Records for this task:
PR #2219, opened 2025-05-10
Scanner docs

arendjr:
## Summary

Explain behaviour of the scanner under the `files.includes` docs.

### DIFF
--- a/src/content/docs/reference/configuration.mdx
+++ b/src/content/docs/reference/configuration.mdx
@@ -94,6 +94,28 @@ This means that:
 * `src/special.test.js` **is* processed.
 * `test/special.test.js` **is not* processed.
 
+#### Note on Biome's scanner
+
+Biome has a scanner that is responsible for discovering `.gitignore` files as
+well as indexing projects if any of the rules from the project domain are
+enabled.
+
+The scanner respects `files.includes`, with two exceptions:
+
+* If the project domain or one of its rules is enabled, dependencies in
+  `node_modules` are still read, even if they're ignored in `files.includes`.
+  This is because they may be a valuable source of type information.
+* The scanner will not ignore individual files if they are in a non-ignored
+  directory. This is because files that are co-located with regular
+  (non-ignored) files are likely to be a valuable source of type information,
+  and they are also more likely to form import cycles with other files.
+
+This means that if you use `files.includes` to ignore folders with generated
+code, type information from such folders is inaccessible to the scanner. If you
+do wish to have such type information available, we advise to _not_ ignore these
+folders through `files.includes` and instead ignore them using tool-specific 
+settings such as `linter.includes` and `formatter.includes` only.
+
 ### `files.ignoreUnknown`
 
 If `true`, Biome won't emit diagnostics if it encounters files that it can't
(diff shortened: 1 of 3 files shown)


minht11:
Should we also add note below [project domain](https://next.biomejs.dev/linter/domains/#project) docs about generated files linking here? Current explanation is good, but quite far down inside documentation. Users enabling project domain, likely would not expect types resolving to be impacted by ignoring files.

src/content/docs/reference/configuration.mdx
```diff
@@ -94,6 +94,28 @@ This means that:
...
+
+Biome has a scanner that is responsible for discovering `.gitignore` files as
+well as indexing projects if any of the rules from the project domain are
+enabled.
+
+The scanner respects `files.includes`, with two exceptions:
+
+* If the project domain or one of its rules is enabled, dependencies in
+  `node_modules` are still read, even if they're ignored in `files.includes`.
+  This is because they may be a valuable source of type information.
```
Conaclos, line 107: I wonder if this exception is worth because `node_modules` is already ignored in traversal,
Thus, removing this exception could allow user to have a way of make the scanner ignores `node_modules` if they want.

ematipico: I think it will become part of the deal, and users will have to learn to use it and understand the implications. 

Practically, if a user decides to use `noFloatingPromises`, and they use an async function imported from a library, they expect that rule to work for that function, otherwise it's pretty useless.

It's like TypeScript. You usually ignore `node_modules`, but TSC still looks at it to resolve type declarations

Conaclos: > But remember, contrary to TypeScript, our scanner checks the dependencies only if there are some lint rules that require it (which are all opt-in).

Sure, however we can expect that more and more rules will rely on type info. This will become hard to avoid type info in a such world.

ematipico: We won't know for sure until we try and get the user's feedback in the long run.

Banging our heads trying to find the right implementation is pointless now: it's a new feature, and won't know how it pans out until we try out there in the minefield.

What I'm trying to say is that this might (not) be the right solution for, or maybe it won't/will be your solution, or maybe the right implementation is out there waiting to be discovered by someone else. I believe we spent **enough** energies with the beta, and honestly I'm very satisfied with the current implementation. IMO we should be proud of what we achieved, let's take a break and come back in a few months once we have some feedback at hand.

arendjr: Thanks. I'm sympathetic to both sides of the argument, but I think I agree most with: let's settle on something and see what the feedback is :)

It also occurred to me that we may want to have a configuration akin to [typeRoots](https://www.typescriptlang.org/tsconfig/#typeRoots) at some point (or respect the setting from `tsconfig.json` directly). That may also provide a natural path forward where `node_modules`, which is now a hardcoded exception, will become part of a configurable exception. But that kinda makes me lean into thinking that alignment with our traversal isn't necessarily the best path forward.

Conaclos: Respecting the [`types` setting](https://www.typescriptlang.org/tsconfig/#types) could also improve performance: similarly to TSC we could just scan the concerned packages.

Conaclos: Respecting the [`types` setting](https://www.typescriptlang.org/tsconfig/#types) could also allow us to avoid scanning all `@types/*` packages.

Your goal: The answer must consist of all the entries, copied exactly.

Answer to this problem:
PR #2219, opened 2025-05-10
Scanner docs

arendjr:
## Summary

Explain behaviour of the scanner under the `files.includes` docs.

### DIFF
--- a/src/content/docs/reference/configuration.mdx
+++ b/src/content/docs/reference/configuration.mdx
@@ -94,6 +94,28 @@ This means that:
 * `src/special.test.js` **is* processed.
 * `test/special.test.js` **is not* processed.
 
+#### Note on Biome's scanner
+
+Biome has a scanner that is responsible for discovering `.gitignore` files as
+well as indexing projects if any of the rules from the project domain are
+enabled.
+
+The scanner respects `files.includes`, with two exceptions:
+
+* If the project domain or one of its rules is enabled, dependencies in
+  `node_modules` are still read, even if they're ignored in `files.includes`.
+  This is because they may be a valuable source of type information.
+* The scanner will not ignore individual files if they are in a non-ignored
+  directory. This is because files that are co-located with regular
+  (non-ignored) files are likely to be a valuable source of type information,
+  and they are also more likely to form import cycles with other files.
+
+This means that if you use `files.includes` to ignore folders with generated
+code, type information from such folders is inaccessible to the scanner. If you
+do wish to have such type information available, we advise to _not_ ignore these
+folders through `files.includes` and instead ignore them using tool-specific 
+settings such as `linter.includes` and `formatter.includes` only.
+
 ### `files.ignoreUnknown`
 
 If `true`, Biome won't emit diagnostics if it encounters files that it can't
(diff shortened: 1 of 3 files shown)


minht11:
Should we also add note below [project domain](https://next.biomejs.dev/linter/domains/#project) docs about generated files linking here? Current explanation is good, but quite far down inside documentation. Users enabling project domain, likely would not expect types resolving to be impacted by ignoring files.

src/content/docs/reference/configuration.mdx
```diff
@@ -94,6 +94,28 @@ This means that:
...
+
+Biome has a scanner that is responsible for discovering `.gitignore` files as
+well as indexing projects if any of the rules from the project domain are
+enabled.
+
+The scanner respects `files.includes`, with two exceptions:
+
+* If the project domain or one of its rules is enabled, dependencies in
+  `node_modules` are still read, even if they're ignored in `files.includes`.
+  This is because they may be a valuable source of type information.
```
Conaclos, line 107: I wonder if this exception is worth because `node_modules` is already ignored in traversal,
Thus, removing this exception could allow user to have a way of make the scanner ignores `node_modules` if they want.

ematipico: I think it will become part of the deal, and users will have to learn to use it and understand the implications. 

Practically, if a user decides to use `noFloatingPromises`, and they use an async function imported from a library, they expect that rule to work for that function, otherwise it's pretty useless.

It's like TypeScript. You usually ignore `node_modules`, but TSC still looks at it to resolve type declarations

Conaclos: > But remember, contrary to TypeScript, our scanner checks the dependencies only if there are some lint rules that require it (which are all opt-in).

Sure, however we can expect that more and more rules will rely on type info. This will become hard to avoid type info in a such world.

ematipico: We won't know for sure until we try and get the user's feedback in the long run.

Banging our heads trying to find the right implementation is pointless now: it's a new feature, and won't know how it pans out until we try out there in the minefield.

What I'm trying to say is that this might (not) be the right solution for, or maybe it won't/will be your solution, or maybe the right implementation is out there waiting to be discovered by someone else. I believe we spent **enough** energies with the beta, and honestly I'm very satisfied with the current implementation. IMO we should be proud of what we achieved, let's take a break and come back in a few months once we have some feedback at hand.

arendjr: Thanks. I'm sympathetic to both sides of the argument, but I think I agree most with: let's settle on something and see what the feedback is :)

It also occurred to me that we may want to have a configuration akin to [typeRoots](https://www.typescriptlang.org/tsconfig/#typeRoots) at some point (or respect the setting from `tsconfig.json` directly). That may also provide a natural path forward where `node_modules`, which is now a hardcoded exception, will become part of a configurable exception. But that kinda makes me lean into thinking that alignment with our traversal isn't necessarily the best path forward.

Conaclos: Respecting the [`types` setting](https://www.typescriptlang.org/tsconfig/#types) could also improve performance: similarly to TSC we could just scan the concerned packages.

Conaclos: Respecting the [`types` setting](https://www.typescriptlang.org/tsconfig/#types) could also allow us to avoid scanning all `@types/*` packages.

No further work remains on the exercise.